Issue #133, opened 2026-02-25
Support setting cache control for System messages when using AnthropicBetaClientExtensions 


1yefuwang1:
The implementation of the `AnthropicBetaClientExtensions` doesn't respect system messages' `RawRepresentations`, making it hard to apply caching for system messages.

https://github.com/anthropics/anthropic-sdk-csharp/blob/Anthropic-v12.8.0/src/Anthropic/Services/Beta/Messages/AnthropicBetaClientExtensions.cs#L519
```csharp
  private static List<BetaMessageParam> CreateMessageParams(
            IEnumerable<ChatMessage> messages,
            out List<BetaTextBlockParam>? systemMessages
        )
        {
            List<BetaMessageParam> messageParams = [];
            systemMessages = null;

            foreach (ChatMessage message in messages)
            {
                if (message.Role == ChatRole.System)
                {
                    foreach (AIContent content in message.Contents)
                    {
                        if (content is TextContent tc)
                        {
                            // Note, RawRepresentation is not honored. A new message is created.
                            (systemMessages ??= []).Add(new() { Text = tc.Text });
                        }
                    }

                    continue;
                }
..... other code omitted
}

```

sd-st:
@stephentoub Is this something you'd be interested in looking at?

sd-st:
This should be fixed now! Thanks for your report

PR #135, opened 2026-02-26
Preserve RawRepresentation in IChatClient system message mapping

stephentoub:
Fixes https://github.com/anthropics/anthropic-sdk-csharp/issues/133

cc: @sd-st

### DIFF
--- a/src/Anthropic.Tests/AnthropicClientBetaExtensionsTests.cs
+++ b/src/Anthropic.Tests/AnthropicClientBetaExtensionsTests.cs
@@ -1628,6 +1628,71 @@ public class AnthropicClientBetaExtensionsTests : AnthropicClientExtensionsTests
     }
 
     [Fact]
+    public async Task GetResponseAsync_SystemMessageRawRepresentationPreserved()
+    {
+        VerbatimHttpHandler handler = new(
+            expectedRequest: """
+            {
+                "max_tokens": 1024,
+                "model": "claude-haiku-4-5",
+                "messages": [{
+                    "role": "user",
+                    "content": [{
+                        "type": "text",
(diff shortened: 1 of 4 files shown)


src/Anthropic.Tests/AnthropicClientBetaExtensionsTests.cs
```diff
@@ -1627,6 +1627,71 @@ public async Task GetResponseAsync_WithRawRepresentationFactory_SystemMessagesLi
...
+
+        ChatResponse response = await chatClient.GetResponseAsync(
+            [
+                new ChatMessage(ChatRole.System, [systemContent]),
+                new ChatMessage(ChatRole.User, "Test"),
+            ],
+            new(),
+            TestContext.Current.CancellationToken
+        );
+        Assert.NotNull(response);
```
sd-st, line 1692: Could we assert more here? Seems like these tests would pass even without the code changes unless I'm missing something

stephentoub: > Seems like these tests would pass even without the code changes unless I'm missing something

The assertions are happening in the verbatim handler, ensuring that the JSON that's sent by the client is what's expected. Without the fixes in this PR, those will fail, because the RawRepresentation won't be propagated and this part of the expected input won't match:
```
                    "cache_control": {
                        "type": "ephemeral"
                    }
```

sd-st (dismissed):
Thanks!

sd-st:
Actually could you fix the file formatting?

stephentoub:
> Actually could you fix the file formatting?

@sd-st, done

sd-st:
Thanks!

+--

• [How to complete this task] From the preceding material, extract every line exactly.

• [Solution to the exercise]
Issue #133, opened 2026-02-25
Support setting cache control for System messages when using AnthropicBetaClientExtensions 


1yefuwang1:
The implementation of the `AnthropicBetaClientExtensions` doesn't respect system messages' `RawRepresentations`, making it hard to apply caching for system messages.

https://github.com/anthropics/anthropic-sdk-csharp/blob/Anthropic-v12.8.0/src/Anthropic/Services/Beta/Messages/AnthropicBetaClientExtensions.cs#L519
```csharp
  private static List<BetaMessageParam> CreateMessageParams(
            IEnumerable<ChatMessage> messages,
            out List<BetaTextBlockParam>? systemMessages
        )
        {
            List<BetaMessageParam> messageParams = [];
            systemMessages = null;

            foreach (ChatMessage message in messages)
            {
                if (message.Role == ChatRole.System)
                {
                    foreach (AIContent content in message.Contents)
                    {
                        if (content is TextContent tc)
                        {
                            // Note, RawRepresentation is not honored. A new message is created.
                            (systemMessages ??= []).Add(new() { Text = tc.Text });
                        }
                    }

                    continue;
                }
..... other code omitted
}

```

sd-st:
@stephentoub Is this something you'd be interested in looking at?

sd-st:
This should be fixed now! Thanks for your report

PR #135, opened 2026-02-26
Preserve RawRepresentation in IChatClient system message mapping

stephentoub:
Fixes https://github.com/anthropics/anthropic-sdk-csharp/issues/133

cc: @sd-st

### DIFF
--- a/src/Anthropic.Tests/AnthropicClientBetaExtensionsTests.cs
+++ b/src/Anthropic.Tests/AnthropicClientBetaExtensionsTests.cs
@@ -1628,6 +1628,71 @@ public class AnthropicClientBetaExtensionsTests : AnthropicClientExtensionsTests
     }
 
     [Fact]
+    public async Task GetResponseAsync_SystemMessageRawRepresentationPreserved()
+    {
+        VerbatimHttpHandler handler = new(
+            expectedRequest: """
+            {
+                "max_tokens": 1024,
+                "model": "claude-haiku-4-5",
+                "messages": [{
+                    "role": "user",
+                    "content": [{
+                        "type": "text",
(diff shortened: 1 of 4 files shown)


src/Anthropic.Tests/AnthropicClientBetaExtensionsTests.cs
```diff
@@ -1627,6 +1627,71 @@ public async Task GetResponseAsync_WithRawRepresentationFactory_SystemMessagesLi
...
+
+        ChatResponse response = await chatClient.GetResponseAsync(
+            [
+                new ChatMessage(ChatRole.System, [systemContent]),
+                new ChatMessage(ChatRole.User, "Test"),
+            ],
+            new(),
+            TestContext.Current.CancellationToken
+        );
+        Assert.NotNull(response);
```
sd-st, line 1692: Could we assert more here? Seems like these tests would pass even without the code changes unless I'm missing something

stephentoub: > Seems like these tests would pass even without the code changes unless I'm missing something

The assertions are happening in the verbatim handler, ensuring that the JSON that's sent by the client is what's expected. Without the fixes in this PR, those will fail, because the RawRepresentation won't be propagated and this part of the expected input won't match:
```
                    "cache_control": {
                        "type": "ephemeral"
                    }
```

sd-st (dismissed):
Thanks!

sd-st:
Actually could you fix the file formatting?

stephentoub:
> Actually could you fix the file formatting?

@sd-st, done

sd-st:
Thanks!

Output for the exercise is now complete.